Riley smiled. ‘I don’t suppose they would,’ he said.

Morris had finished his paper on the three-ply fuselages working on an adaptation of the Principle of Least Work. It was not a bad paper at all; he had gone into the subject rather deeply mathematically and had arrived at certain definite results. He realised it was quite useless to leave his results in the form of differential equations, and had managed to evolve a set of relatively simple formulae which could be adapted to give the stresses accurately in most of the cases arising in aircraft work. When it was finished, he showed it to Rawdon.

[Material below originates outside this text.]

PR #426, opened 2016-07-06
Fix not handling the TCP disconnect case

### LINKED ISSUE #385: Core disconnect crash
### Bug Report
If Core is disconnected while an app is connected, that app will crash.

The designer examined it in private; he was no mathematician, and hated to display the fact. Moreover, he knew well enough why Morris had shown it to him; he wanted more pay, and he’d only been in the firm a little over six months. It was absurd. But the paper undoubtedly was a sound one; he fingered it pensively. Most of it he did not fully understand; he knew the
method and saw that the general lines upon which Morris had worked were likely to lead to a correct solution. He drew a little blunt stump of pencil from his waistcoat pocket, and pulled a writing-pad towards him. Taking the first bay of the rear fuselage of the F.S.I., their empirical calculations had given … he pulled a loose-leaf ledger down from the shelf in front of him. That was it.